Simone’s host mother picks us up since she had gone shopping and it wasn’t a problem or out of her way to take me home.  “It gets dark, really dark, much too fast these days.  Besides, it’s really getting cold, don’t you think so?” she throws out, as she backs the car out of the mall parking lot. She sounds like a worrier to me.  I wonder what it must be like to be responsible for someone else’s kid.  Who takes on the responsibility for having a teenager live with you for almost a whole year, someone who is a)foreign b)a stranger and c)a person who might make your life absolutely miserable for nine months.  I think Simone must be fairly easy to live with.  Simone shivers in the car and we both laugh.

“I think it too cold.  It should snow soon, yes?”

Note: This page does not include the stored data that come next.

PR #224, opened 2022-02-09
Add UpdateCommand support for 1.1 Schema

### LINKED ISSUE #139: Support Windows Package Manager v1.1 schema

The tool should support the new v1.1 schema. It should also be able to update v1.0 manifests to v1.1.

ryfu-msft:
Resolves #139 

Changes:
- Increment version from 0.4.4 to 0.5 in preparation for new release
- Adds a custom AliasTypeInspector that prioritizes properties with the YamlMemberAttribute to handle custom properties overrides such ReleaseDate and Agreement.
- Updates the Automapper to include mapping for for newly added object models (i.e. AppsAndFeaturesEntry, ExpectedReturnCode, PackageDependencies, Markets, etc.)
- Ensures UpdateCommand updates ManifestVersion field to the latest schema version.

Verification:
Added 3 unit tests to cover the above changes
- UpdatesToLatestManifestVersion()  
- UpdateDeserializesAliasDefinedFields()
- UpdateFullSingletonVersion1_1()

###### Microsoft Reviewers: [Open in CodeFlow](https://portal.fabricbot.ms/api/codeflow?pullrequest=https://github.com/microsoft/winget-create/pull/224)

### DIFF
--- a/src/WingetCreateCLI/Commands/UpdateCommand.cs
+++ b/src/WingetCreateCLI/Commands/UpdateCommand.cs
@@ -360,6 +360,12 @@ namespace Microsoft.WingetCreateCLI.Commands
                 cfg.CreateMap<WingetCreateCore.Models.Singleton.Dependencies, WingetCreateCore.Models.Installer.Dependencies>();
                 cfg.CreateMap<WingetCreateCore.Models.Singleton.Installer, WingetCreateCore.Models.Installer.Installer>();
                 cfg.CreateMap<WingetCreateCore.Models.Singleton.InstallerSwitches, WingetCreateCore.Models.Installer.InstallerSwitches>();
+                cfg.CreateMap<WingetCreateCore.Models.Singleton.AppsAndFeaturesEntry, WingetCreateCore.Models.Installer.AppsAndFeaturesEntry>();
+                cfg.CreateMap<WingetCreateCore.Models.Singleton.ExpectedReturnCode, WingetCreateCore.Models.Installer.ExpectedReturnCode>();
+                cfg.CreateMap<WingetCreateCore.Models.Singleton.PackageDependencies, WingetCreateCore.Models.Installer.PackageDependencies>();
+                cfg.CreateMap<WingetCreateCore.Models.Singleton.Markets, WingetCreateCore.Models.Installer.Markets>();
+                cfg.CreateMap<WingetCreateCore.Models.Singleton.Markets2, WingetCreateCore.Models.Installer.Markets2>(); // Markets2 is not used, but is required to satisfy mapping configuration.
+                cfg.CreateMap<WingetCreateCore.Models.Singleton.Agreement, WingetCreateCore.Models.DefaultLocale.Agreement>();
             });
             var mapper = config.CreateMapper();
 
--- a/src/WingetCreateCLI/Commands/UpdateCommand.cs
+++ b/src/WingetCreateCLI/Commands/UpdateCommand.cs
@@ -24,7 +24,6 @@ namespace Microsoft.WingetCreateCLI.Commands
     using Microsoft.WingetCreateCore.Models.Locale;
     using Microsoft.WingetCreateCore.Models.Version;
     using Sharprompt;
-    using Windows.Media.SpeechRecognition;
 
     /// <summary>
     /// Command for updating the elements of an existing or local manifest.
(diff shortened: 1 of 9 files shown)


src/WingetCreateCore/Common/Serialization.cs
```diff
@@ -197,18 +199,61 @@ private static string RemoveBom(string value)
...
+
+            /// <summary>
+            /// Because certain properties were generated incorrectly, we needed to create custom fields for those properties.
+            /// Therefore to resolve naming conflicts during deserialization, we prioritize fields that have the YamlMemberAttribute defined
+            /// as that attribute indicates an override.
+            /// </summary>
+            public override IEnumerable<IPropertyDescriptor> GetProperties(Type type, object container)
+            {
+                var propertyDescriptors = this.innerTypeDescriptor.GetProperties(type, container);
+                var aliasDefinedProps = type.GetProperties().ToList().Where(p => p.GetCustomAttribute<YamlMemberAttribute>() != null).ToList();
```
yao-msft, line 224: >aliasDefinedProps [](http://example.com/codeflow?start=20&length=17)

nit: yamlMemberAttributeDefinedProps

src/WingetCreateCLI/Commands/UpdateCommand.cs
```diff
@@ -313,6 +313,8 @@ public Manifests DeserializeManifestContentAndApplyInitialUpdate(List<string> la
                 manifests = ConvertSingletonToMultifileManifest(manifests.SingletonManifest);
             }
 
+            UpdateManifestVersionToLatest(manifests);
```
yao-msft, line 316: >UpdateManifestVersionToLatest [](http://example.com/codeflow?start=12&length=29)

Curious why is update always updating to latest schema version? Is there an option to a specific schema version?

src/WingetCreateCLI/Commands/UpdateCommand.cs
```diff
@@ -379,6 +390,18 @@ private static void UpdatePropertyForLocaleManifests(string propertyName, string
             }
         }
 
+        /// <summary>
+        /// Ensures that the manifestVersion is updated to the latest schema version.
+        /// </summary>
+        /// <param name="manifests">Manifests object model.</param>
+        private static void UpdateManifestVersionToLatest(Manifests manifests)
```
yao-msft, line 397: >UpdateManifestVersionToLatest [](http://example.com/codeflow?start=28&length=29)

nit: EnsureManifestVersionConsistency

src/WingetCreateCLI/Commands/UpdateCommand.cs
denelon: We want to keep manifests as current as reasonable. We've been discussing enabling an experimental feature to try newer versions of the schema early. I'm not sure why we would want to support an older schema other than the scenario where a user is running an older version of a REST source.

yao-msft: Keeping schema version as latest as possible is probably ok for v1.0 and v1.1 schemas because they are compatible. But if we have a breaking schema version like v2.0(given we still do not drop v1.0 schemas), this will be an issue. For example if a user calls "winget-create update <SomeV1.0Manifest>" to maybe just update some description fields or installer url of a manifest, suddenly the manifest becomes a v2.0 manifest and the package lost support from old clients where only v1.0 is recognized. We may certainly encourage latest schema version, but I think we should still support schema versions  that are not deprecated yet.

src/WingetCreateCore/Common/Serialization.cs
ryfu-msft: Added additional check to verify that alias is defined. Therefore I'm keeping the name because it still applies.

src/WingetCreateCLI/Commands/UpdateCommand.cs
ryfu-msft: Changed to suggested.

src/WingetCreateCLI/Commands/UpdateCommand.cs
ryfu-msft: I have created a new feature issue to track this here: #225

src/WingetCreateCLI/Commands/UpdateCommand.cs
yao-msft: Forgot to update the summary..

yao-msft (approved):
:shipit:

We don’t always get snow, but the air has that sharp tang to it, that pinch to the air that hints of snow.  We’ve lived in the area for almost three years.  Most of the places we have lived in have some kind of winter.  Mostly rain.  Dad isn’t too keen on living where there is a lot of snow.  He hates shoveling, which is another reason we live in apartments.

“Let the manager do it.  If we owned a home I’d have to lift that shovel, toss that snow,” he tried in a southern accent.  Fine.  I like the snow.  The freshly fallen type that veils the trees, frosts the ground, lightens the overall landscape.  That Christmas card type of snow.  I don’t like snow when it’s been around too long.  It becomes a tired-looking grey, that ashy worn out snow of  hanging around too long.  I think it should snow after Thanksgiving and be all done by February.  Spring should be all ready to go by March 1st.

Some of the places we’ve lived in are a bit like that.  Sometimes it doesn’t snow at all.  Last year a hint of snow came and went.  I hear that this area doesn’t have too many white Christmases.  That bit of information makes me want the snow all that much more.  Simone says she hopes for snow as well.  “I want to know what American winter is like.”

She waves good-bye at the curb and drives off with her host mother in their common-around-here Subaru.  Mom drives her Alero and Dad has a Jeep.  He likes to go roughing it and I’ve gone with him a few times.  His Jeep is older, and has seen its days of roughing it in the woods.  Dad likes to get away and camp now and then. I remember as a little kid we would go backpacking and hiking quite a bit.  Now, I’ll only go if it’s warm out.  Mom rarely goes at all.  Her idea of roughing it these days is not having a microwave and mini-frig in the motel room. I guess the incident of finding bugs in her sleeping bag put her off on camping out.

I was about ten when we stopped going hiking and spending so much of our weekend time in the woods.  It was about the time my parents got serious about their careers.  Dad’s writing began to become more steady.  His assignments came from bigger magazines and paid better too.  Mom discovered the world of cataloging blurbing, as she calls it, and together they entered the semi-consistent life of freelance writing.  Since I’ve grown up with the feast and famine lifestyle we live I don’t think much of it.  It’s been this year though, as I listen more to what other kids’ families are all about that I realize my parents are a little different.  We don’t have a lot of flashy stuff that measures typical success.  No boats moored at the marina, the cars my parents drive are older, I doubt I will get to have my own car to drive,  no enviable vacations, no i-Phones, and it’s okay.  I would even say we are content.  No wonder I don’t fit it in so well at school.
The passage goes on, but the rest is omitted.